Problem description
Line by line, return the data exactly as shown.

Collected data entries

=== Begin Enclosure ===

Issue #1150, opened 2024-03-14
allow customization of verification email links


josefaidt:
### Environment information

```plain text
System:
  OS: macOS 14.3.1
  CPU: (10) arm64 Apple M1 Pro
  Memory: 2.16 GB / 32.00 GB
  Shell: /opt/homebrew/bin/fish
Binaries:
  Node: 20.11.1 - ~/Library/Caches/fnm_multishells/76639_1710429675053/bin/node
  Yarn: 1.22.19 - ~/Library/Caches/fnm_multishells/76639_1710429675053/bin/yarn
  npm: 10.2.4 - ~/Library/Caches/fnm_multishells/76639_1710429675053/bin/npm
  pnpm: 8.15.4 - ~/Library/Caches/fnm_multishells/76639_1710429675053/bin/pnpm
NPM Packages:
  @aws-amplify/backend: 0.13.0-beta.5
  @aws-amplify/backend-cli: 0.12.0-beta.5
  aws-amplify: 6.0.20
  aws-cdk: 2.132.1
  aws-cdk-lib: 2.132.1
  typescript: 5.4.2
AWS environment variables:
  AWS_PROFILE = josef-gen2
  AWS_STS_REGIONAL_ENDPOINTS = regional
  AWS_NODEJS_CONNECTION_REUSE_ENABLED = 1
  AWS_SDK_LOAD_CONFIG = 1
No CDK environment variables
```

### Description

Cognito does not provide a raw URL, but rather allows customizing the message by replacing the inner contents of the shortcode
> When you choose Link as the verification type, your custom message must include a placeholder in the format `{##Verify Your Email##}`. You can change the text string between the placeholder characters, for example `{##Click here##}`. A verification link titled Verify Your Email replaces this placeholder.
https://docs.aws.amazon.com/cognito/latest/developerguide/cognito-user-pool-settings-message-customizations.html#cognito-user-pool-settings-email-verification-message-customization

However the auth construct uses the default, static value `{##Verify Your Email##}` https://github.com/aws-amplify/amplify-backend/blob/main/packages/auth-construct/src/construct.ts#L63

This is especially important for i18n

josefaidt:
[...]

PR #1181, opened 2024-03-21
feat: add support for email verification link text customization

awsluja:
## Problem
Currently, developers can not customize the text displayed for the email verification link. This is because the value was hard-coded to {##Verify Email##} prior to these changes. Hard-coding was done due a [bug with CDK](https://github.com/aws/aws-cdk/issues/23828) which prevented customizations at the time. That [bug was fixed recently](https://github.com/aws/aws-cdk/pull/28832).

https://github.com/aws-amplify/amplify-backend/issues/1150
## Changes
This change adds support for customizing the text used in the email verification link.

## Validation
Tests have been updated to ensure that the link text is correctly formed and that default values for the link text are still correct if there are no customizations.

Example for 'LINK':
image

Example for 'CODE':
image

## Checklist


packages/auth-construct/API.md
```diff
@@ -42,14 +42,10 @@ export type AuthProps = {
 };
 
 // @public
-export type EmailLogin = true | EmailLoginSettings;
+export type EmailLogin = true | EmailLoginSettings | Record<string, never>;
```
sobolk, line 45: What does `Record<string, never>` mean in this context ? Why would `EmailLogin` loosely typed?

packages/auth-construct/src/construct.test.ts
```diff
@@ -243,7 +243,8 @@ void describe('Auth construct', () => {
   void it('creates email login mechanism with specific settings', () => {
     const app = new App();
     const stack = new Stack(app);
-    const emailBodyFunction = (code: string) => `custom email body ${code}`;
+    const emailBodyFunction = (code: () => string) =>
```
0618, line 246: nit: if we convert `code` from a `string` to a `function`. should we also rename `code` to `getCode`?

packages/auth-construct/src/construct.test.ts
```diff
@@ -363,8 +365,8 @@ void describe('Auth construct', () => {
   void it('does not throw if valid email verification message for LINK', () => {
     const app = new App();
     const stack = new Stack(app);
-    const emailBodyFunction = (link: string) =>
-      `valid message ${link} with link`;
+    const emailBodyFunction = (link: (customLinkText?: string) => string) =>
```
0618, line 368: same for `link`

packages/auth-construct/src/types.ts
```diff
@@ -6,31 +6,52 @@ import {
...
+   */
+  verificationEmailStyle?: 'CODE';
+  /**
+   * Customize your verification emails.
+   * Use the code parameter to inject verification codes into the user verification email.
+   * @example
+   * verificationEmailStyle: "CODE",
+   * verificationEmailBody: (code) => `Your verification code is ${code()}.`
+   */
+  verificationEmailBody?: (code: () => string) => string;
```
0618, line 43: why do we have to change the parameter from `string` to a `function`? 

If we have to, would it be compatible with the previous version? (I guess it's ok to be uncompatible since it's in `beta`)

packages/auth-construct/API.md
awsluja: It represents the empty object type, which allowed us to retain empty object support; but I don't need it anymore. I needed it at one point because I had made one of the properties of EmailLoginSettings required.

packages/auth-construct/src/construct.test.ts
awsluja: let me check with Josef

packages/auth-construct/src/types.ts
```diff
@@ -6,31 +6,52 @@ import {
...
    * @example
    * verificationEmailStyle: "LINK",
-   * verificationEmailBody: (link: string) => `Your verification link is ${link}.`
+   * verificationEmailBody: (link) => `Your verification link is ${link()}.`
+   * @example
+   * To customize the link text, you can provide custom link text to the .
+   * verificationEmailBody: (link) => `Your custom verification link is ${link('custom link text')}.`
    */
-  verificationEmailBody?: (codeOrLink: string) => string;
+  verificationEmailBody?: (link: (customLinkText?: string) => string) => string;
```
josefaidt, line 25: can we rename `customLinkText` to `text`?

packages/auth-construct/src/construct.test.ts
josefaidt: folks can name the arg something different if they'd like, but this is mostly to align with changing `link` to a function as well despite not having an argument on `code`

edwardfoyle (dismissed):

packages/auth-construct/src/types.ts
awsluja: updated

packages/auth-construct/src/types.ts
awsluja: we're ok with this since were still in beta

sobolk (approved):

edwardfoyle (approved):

=== End Enclosure ===

Reply to the task
Issue #1150, opened 2024-03-14
allow customization of verification email links


josefaidt:
### Environment information

```plain text
System:
  OS: macOS 14.3.1
  CPU: (10) arm64 Apple M1 Pro
  Memory: 2.16 GB / 32.00 GB
  Shell: /opt/homebrew/bin/fish
Binaries:
  Node: 20.11.1 - ~/Library/Caches/fnm_multishells/76639_1710429675053/bin/node
  Yarn: 1.22.19 - ~/Library/Caches/fnm_multishells/76639_1710429675053/bin/yarn
  npm: 10.2.4 - ~/Library/Caches/fnm_multishells/76639_1710429675053/bin/npm
  pnpm: 8.15.4 - ~/Library/Caches/fnm_multishells/76639_1710429675053/bin/pnpm
NPM Packages:
  @aws-amplify/backend: 0.13.0-beta.5
  @aws-amplify/backend-cli: 0.12.0-beta.5
  aws-amplify: 6.0.20
  aws-cdk: 2.132.1
  aws-cdk-lib: 2.132.1
  typescript: 5.4.2
AWS environment variables:
  AWS_PROFILE = josef-gen2
  AWS_STS_REGIONAL_ENDPOINTS = regional
  AWS_NODEJS_CONNECTION_REUSE_ENABLED = 1
  AWS_SDK_LOAD_CONFIG = 1
No CDK environment variables
```

### Description

Cognito does not provide a raw URL, but rather allows customizing the message by replacing the inner contents of the shortcode
> When you choose Link as the verification type, your custom message must include a placeholder in the format `{##Verify Your Email##}`. You can change the text string between the placeholder characters, for example `{##Click here##}`. A verification link titled Verify Your Email replaces this placeholder.
https://docs.aws.amazon.com/cognito/latest/developerguide/cognito-user-pool-settings-message-customizations.html#cognito-user-pool-settings-email-verification-message-customization

However the auth construct uses the default, static value `{##Verify Your Email##}` https://github.com/aws-amplify/amplify-backend/blob/main/packages/auth-construct/src/construct.ts#L63

This is especially important for i18n

josefaidt:
[...]

PR #1181, opened 2024-03-21
feat: add support for email verification link text customization

awsluja:
## Problem
Currently, developers can not customize the text displayed for the email verification link. This is because the value was hard-coded to {##Verify Email##} prior to these changes. Hard-coding was done due a [bug with CDK](https://github.com/aws/aws-cdk/issues/23828) which prevented customizations at the time. That [bug was fixed recently](https://github.com/aws/aws-cdk/pull/28832).

https://github.com/aws-amplify/amplify-backend/issues/1150
## Changes
This change adds support for customizing the text used in the email verification link.

## Validation
Tests have been updated to ensure that the link text is correctly formed and that default values for the link text are still correct if there are no customizations.

Example for 'LINK':
image

Example for 'CODE':
image

## Checklist


packages/auth-construct/API.md
```diff
@@ -42,14 +42,10 @@ export type AuthProps = {
 };
 
 // @public
-export type EmailLogin = true | EmailLoginSettings;
+export type EmailLogin = true | EmailLoginSettings | Record<string, never>;
```
sobolk, line 45: What does `Record<string, never>` mean in this context ? Why would `EmailLogin` loosely typed?

packages/auth-construct/src/construct.test.ts
```diff
@@ -243,7 +243,8 @@ void describe('Auth construct', () => {
   void it('creates email login mechanism with specific settings', () => {
     const app = new App();
     const stack = new Stack(app);
-    const emailBodyFunction = (code: string) => `custom email body ${code}`;
+    const emailBodyFunction = (code: () => string) =>
```
0618, line 246: nit: if we convert `code` from a `string` to a `function`. should we also rename `code` to `getCode`?

packages/auth-construct/src/construct.test.ts
```diff
@@ -363,8 +365,8 @@ void describe('Auth construct', () => {
   void it('does not throw if valid email verification message for LINK', () => {
     const app = new App();
     const stack = new Stack(app);
-    const emailBodyFunction = (link: string) =>
-      `valid message ${link} with link`;
+    const emailBodyFunction = (link: (customLinkText?: string) => string) =>
```
0618, line 368: same for `link`

packages/auth-construct/src/types.ts
```diff
@@ -6,31 +6,52 @@ import {
...
+   */
+  verificationEmailStyle?: 'CODE';
+  /**
+   * Customize your verification emails.
+   * Use the code parameter to inject verification codes into the user verification email.
+   * @example
+   * verificationEmailStyle: "CODE",
+   * verificationEmailBody: (code) => `Your verification code is ${code()}.`
+   */
+  verificationEmailBody?: (code: () => string) => string;
```
0618, line 43: why do we have to change the parameter from `string` to a `function`? 

If we have to, would it be compatible with the previous version? (I guess it's ok to be uncompatible since it's in `beta`)

packages/auth-construct/API.md
awsluja: It represents the empty object type, which allowed us to retain empty object support; but I don't need it anymore. I needed it at one point because I had made one of the properties of EmailLoginSettings required.

packages/auth-construct/src/construct.test.ts
awsluja: let me check with Josef

packages/auth-construct/src/types.ts
```diff
@@ -6,31 +6,52 @@ import {
...
    * @example
    * verificationEmailStyle: "LINK",
-   * verificationEmailBody: (link: string) => `Your verification link is ${link}.`
+   * verificationEmailBody: (link) => `Your verification link is ${link()}.`
+   * @example
+   * To customize the link text, you can provide custom link text to the .
+   * verificationEmailBody: (link) => `Your custom verification link is ${link('custom link text')}.`
    */
-  verificationEmailBody?: (codeOrLink: string) => string;
+  verificationEmailBody?: (link: (customLinkText?: string) => string) => string;
```
josefaidt, line 25: can we rename `customLinkText` to `text`?

packages/auth-construct/src/construct.test.ts
josefaidt: folks can name the arg something different if they'd like, but this is mostly to align with changing `link` to a function as well despite not having an argument on `code`

edwardfoyle (dismissed):

packages/auth-construct/src/types.ts
awsluja: updated

packages/auth-construct/src/types.ts
awsluja: we're ok with this since were still in beta

sobolk (approved):

edwardfoyle (approved):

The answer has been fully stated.